Is my understanding correct that we realised that these are very rare
cases and are not worth the performance penalty of writeback? In which
case, is it really okay to just let the scope for corruption exist even
though its rare. There might be some other error cases we might be
missing which might be more easier to hit. For eg I think we can also
fail ext4_alloc_file_blocks() with ENOSPC in case there is a written to
unwritten extent conversion causing an extent split leading to extent
tree node allocation. (Maybe can be avoided by using PRE_IO with
EXT4_GET_BLOCKS_CREATE_UNWRIT_EXT in the first ext4_alloc_file_blocks() call)

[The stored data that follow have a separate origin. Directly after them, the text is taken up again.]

PR #380, opened 2022-10-03
feat: adds candid-wasm-bindgen library for npm

krpeacock:
**Overview**
To facilitate any workflow where someone wants to dynamically generate IDL from declarations, this bundles functionality from Candid into utility methods for string -> file output using wasm-pack

Since IO is not available in a wasm browser context, I had to make changes so that `File` types were not required

**Considerations**


tools/candid-wasm-bindgen/Cargo.toml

So does it make sense to retain the writeback behavior or am I just
being paranoid :)
Regards,
ojaswin
> Besides, similar to ext4_zero_range(), we must address the case of
> partially punched folios when block size < page size. It is essential to
> remove writable userspace mappings to ensure that the folio can be
> faulted again during subsequent mmap write access.
>
> In journaled mode, we need to write dirty pages out before discarding
> page cache in case of crash before committing the freeing data
> transaction, which could expose old, stale data, even if synchronization
> has been performed.
>
> Signed-off-by: Zhang Yi <yi.zhang@xxxxxxxxxx>
> ---
> fs/ext4/inode.c | 18 +++++-------------
> 1 file changed, 5 insertions(+), 13 deletions(-)
>
> diff --git a/fs/ext4/inode.c b/fs/ext4/inode.c
> index bf735d06b621..a5ba2b71d508 100644
> --- a/fs/ext4/inode.c
> +++ b/fs/ext4/inode.c
> @@ -4018,17 +4018,6 @@ int ext4_punch_hole(struct file *file, loff_t offset, loff_t length)
>
> trace_ext4_punch_hole(inode, offset, length, 0);
>
> - /*
> - * Write out all dirty pages to avoid race conditions
> - * Then release them.
> - */
> - if (mapping_tagged(mapping, PAGECACHE_TAG_DIRTY)) {
> - ret = filemap_write_and_wait_range(mapping, offset,
> - offset + length - 1);
> - if (ret)
> - return ret;
> - }
> -
> inode_lock(inode);
>
> /* No need to punch hole beyond i_size */
> @@ -4090,8 +4079,11 @@ int ext4_punch_hole(struct file *file, loff_t offset, loff_t length)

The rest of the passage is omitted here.